Prompt: Out of all the lines below, count those with the word "attribute". Give the number only.

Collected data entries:

+++++

PR #10000, opened 2026-02-11
feat: @langchain/google

hntrl:
## Summary

Add new `@langchain/google` package -- a unified Google/Gemini integration that will replace `@langchain/google-genai`, `@langchain/google-common`, and the Vertex AI family of packages.

Huge huge huge shoutout to @afirstenberg for driving a lot of this feature work

### Why a new package?

The existing Google integration stack has accumulated significant technical debt:

- **`@langchain/google-genai`** depends on a long-deprecated SDK from Google (`@google/generative-ai`). That SDK has been superseded by `@google/genai`, but migrating to it would be a breaking change with limited upside -- we'd still be coupling to Google's SDK release cycle and its opinionated abstractions.
- **`@langchain/google-common` / Vertex AI packages** had to adopt an awkward multi-package split (`google-common`, `google-gauth`, `google-webauth`, `google-vertexai`, `google-vertexai-web`) to accommodate web and edge environments. This fragmentation makes it confusing for users to know which package to install, duplicates logic across packages, and creates a maintenance burden.
- **Hand-coded types in `google-common`** drifted from the actual Gemini API surface over time, leading to broken fields, missing properties, and constant churn to keep them in sync with Google's rapid iteration.

### Usage

The package exposes two entrypoints. The constructor takes the model name as the first positional argument, with an optional params object:

**`@langchain/google`** -- for web, edge, and serverless environments (Cloudflare Workers, Vercel Edge, Deno, browsers). Uses the Web Fetch API and authenticates via API key only.

```typescript

const model = new ChatGoogle("gemini-2.5-flash", {
  apiKey: "...", // or set GOOGLE_API_KEY env var
});
```

**`@langchain/google/node`** -- for Node.js environments. Extends the base entrypoint with `google-auth-library` support, enabling Vertex AI via Application Default Credentials (ADC), service account JSON, and other Node-native auth flows.

```typescript

// Google AI with API key (reads GOOGLE_API_KEY env var if not provided)
const aiStudio = new ChatGoogle("gemini-2.5-flash");

// Vertex AI with ADC (auto-detected)
const vertex = new ChatGoogle("gemini-2.5-flash", {
  vertexai: true,
  project: "my-gcp-project",
  location: "us-central1",
});
```

Both entrypoints export the same `ChatGoogle` class name, so switching between them is just an import path change.

### Versioning and stability

This package is being published at **0.1.0** to signal that it is an early release. While we have confidence in the core functionality (chat, streaming, tool calling, reasoning, multimodal), the API surface may evolve as we gather feedback and close the remaining feature gaps relative to the existing packages. We intend to promote to 1.0 once we've validated the API through user feedback and reached feature parity with the existing packages.

### Support policy for existing packages

The existing `@langchain/google-genai`, `@langchain/google-vertexai`, and related packages **will continue to receive maintenance updates** (bug fixes, security patches) for the foreseeable future. We are not deprecating them with this release. Once `@langchain/google` reaches feature parity, we will publish a migration guide and announce a deprecation timeline with adequate notice.

---

### New package: `libs/providers/langchain-google/`

| Area | Files | Description |
|------|-------|-------------|
| **Chat model** | `base.ts`, `node.ts`, `index.ts`, `types.ts` | `ChatGoogle` extending `BaseChatModel` with tool calling, streaming, structured output, and multimodal support |
| **API types** | `api-types.ts`, `typegen.jsonc` | Auto-generated `Gemini` namespace from the OpenAPI spec, plus module augmentations for utility types and spec gaps |
| **Converters** | `converters/messages.ts`, `converters/params.ts`, `converters/tools.ts` | Bidirectional conversion between LangChain messages/tools and Gemini wire format |
| **Clients** | `clients/index.ts`, `clients/node.ts` | HTTP client with platform-specific auth (Google AI API key vs Vertex AI OAuth/ADC) |
| **Utilities** | `utils/errors.ts`, `utils/gcp-auth.ts`, `utils/handler.ts`, `utils/misc.ts`, `utils/stream.ts` | Error handling, GCP auth helpers, SSE stream parsing |
| **Tests** | `tests/index.test.ts`, `tests/index.int.test.ts` | 40 unit tests (reasoning config across model families), integration tests |

### `@langchain/core` changes

- Added `ChatGoogleTranslator` block translator (`block_translators/google.ts`) and registered it under the `"google"` provider key.

### DIFF
--- a/libs/langchain-core/src/messages/block_translators/google.ts
+++ b/libs/langchain-core/src/messages/block_translators/google.ts
@@ -10,17 +10,19 @@ function convertToV1FromChatGoogleMessage(
     const content = iife(() => {
       if (typeof message.content === "string") {
         if (message.additional_kwargs.originalTextContentBlock) {
-          return [{
-            ...message.additional_kwargs.originalTextContentBlock,
-            type: "text",
-          }]
+          return [
+            {
+              ...message.additional_kwargs.originalTextContentBlock,
+              type: "text",
+            },
+          ];
         } else {
-          return [{ type: "text", text: message.content }]
+          return [{ type: "text", text: message.content }];
         }
       } else {
         return message.content;
       }
-    })
+    });
     for (const block of content) {
       const contentBlockBase: ContentBlock.Standard = iife(() => {
         if (_isContentBlock(block, "text") && _isString(block.text)) {
@@ -70,26 +72,27 @@ function convertToV1FromChatGoogleMessage(
           return { type: "non_standard", value: block };
         }
         return { type: "non_standard", value: block };
-      })
+      });
       const contentBlock: ContentBlock.Standard = iife(() => {
         if ("thought" in block && block.thought) {
-          const reasoning: string = contentBlockBase.type === "text" ? contentBlockBase.text : "";
+          const reasoning: string =
+            contentBlockBase.type === "text" ? contentBlockBase.text : "";
           return {
             type: "reasoning",
             reasoning,
             reasoningContentBlock: contentBlockBase,
-          }
+          };
         } else {
           return contentBlockBase;
         }
-      })
+      });
 
       const ret: ContentBlock.Standard = {
         thought: block.thought,
         thoughtSignature: block.thoughtSignature,
         partMetadata: block.partMetadata,
         ...contentBlock,
-      }
+      };
       for (const attribute in ret) {
         if (ret[attribute] === undefined) {
           delete ret[attribute];


libs/providers/langchain-google/src/clients/index.ts
```diff
@@ -0,0 +1,294 @@
...
+   *
+   * @param request - The HTTP request to execute. Headers will be modified
+   *                  in-place to include authentication information.
+   * @returns A Promise that resolves to the HTTP response
+   *
+   * @throws {AuthError} If service account authentication fails (e.g., invalid
+   *                     credentials, network error, or token generation failure)
+   *
+   * @example
+   * ```typescript
```
christian-bromann: Consider adding error handling for the case where both `params.apiKey` and `this.credentials` are undefined, but `fetch()` is called. Currently this would result in an unauthenticated request that might fail in a confusing way.

```suggestion
  fetch(request: Request): Promise<Response> {
    if (this.params.apiKey) {
      request.headers.set(GOOGLE_API_KEY_HEADER, this.params.apiKey);
    } else if (this.credentials) {
      request.headers.set(
        GCP_API_KEY_HEADER,
        `Bearer ${getGCPCredentialsAccessToken(this.credentials)}`
      );
    } else {
      throw new Error("No authentication method available. Please provide either apiKey or credentials.");
    }
    return fetch(request);
  }
```

libs/providers/langchain-google/src/utils/gcp-auth.ts
```diff
@@ -0,0 +1,266 @@
...
+ *   type: "service_account",
+ *   project_id: "my-project",
+ *   // ... other fields
+ * });
+ * ```
+ */
+export function normalizeGCPCredentials(
+  credentials: string | GCPCredentials
+): GCPCredentials {
+  return typeof credentials === "string"
```
christian-bromann: The type assertion to `string` is redundant here since `credentials` is already checked to be a string in the conditional.

```suggestion
  return typeof credentials === "string"
    ? Object.freeze(JSON.parse(credentials))
    : Object.isFrozen(credentials)
    ? credentials
    : Object.freeze(credentials);
```

libs/providers/langchain-google/src/converters/tools.ts
```diff
@@ -0,0 +1,501 @@
...
+    const typeIndex = nullIndex === 0 ? 1 : 0;
+    obj.type = obj.type[typeIndex];
+    obj.nullable = true;
+  } else if (len === 1 && nullIndex === 0) {
+    // This is nullable only without a type, which doesn't make sense for Gemini
+    throw new Error("Gemini cannot handle null type");
+  } else if (len === 1) {
+    // Although an array, it has only one value.
+    // So set it to the string to match what Gemini expects.
+    obj.type = obj?.type[0];
```
christian-bromann: Consider handling the edge case where `obj.type` is an empty array, which would currently cause an index out of bounds error in the `adjustObjectType` function.

```suggestion
  } else if (len === 1) {
    // Although an array, it has only one value.
    // So set it to the string to match what Gemini expects.
    obj.type = obj?.type[0];
  } else if (len === 0) {
    // Empty type array is invalid
    throw new Error("Gemini cannot handle empty type array");
  } else {
```

libs/providers/langchain-google/src/chat_models/base.ts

+++++

Exercise output: 3